Answering a question after his meeting with Sarkozy, he said: "It's true that I was very ill, but today I am much better."

He then told reporters to "stop asking questions about my health".

The subject of France was dealt with in a similarly frank manner.

Bouteflika met Sarkozy for a four-and-a-half-hour meeting, but made little effort to patch up differences with Algeria's former colonial ruler.

"It's fully clear that we [France and Algeria] are condemned to having a common future. We can do nothing about the laws of geography," which place France and Algeria on opposite sides of the Mediterranean, he said.

French interest

Asked whether he could offer a word that could bring Algeria and France closer, Bouteflika said: "In these circumstances, I cannot say anything."

Sarkozy's two-day trip to Algeria had been encouraged by the French president, Jacques Chirac, and was billed as a chance to get bilateral ties back on track.
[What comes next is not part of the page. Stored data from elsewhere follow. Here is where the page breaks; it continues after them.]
PR #620, opened 2022-01-13
ci: set sensible timeout

pkoch:
Based on historical data, clamped between 5 and 60.

See https://github.com/Doist/Issues/issues/5259


.github/workflows/codeql-analysis.yml
```diff
@@ -1,56 +0,0 @@
-name: 'CodeQL'
```
pkoch, line 1: @henningmu Did you mean to delete this?

henningmu: Yup, it didn't run for 7 months anyway, cleaning the house a little 🧹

For Sarkozy,who is aiming to be the centre-right's candidate for next year's presidnetial election, the visit was steeped in political importance because roughly three million people of Algerian descent live in France.

On Monday, Sarkozy announced that the so-called Schengen zone nations of Europe will no longer consult one another before issuing visas to Algerians.

The move is expected to reduce the waiting time for Algerians seeking visas from about 15 days to between one and three days.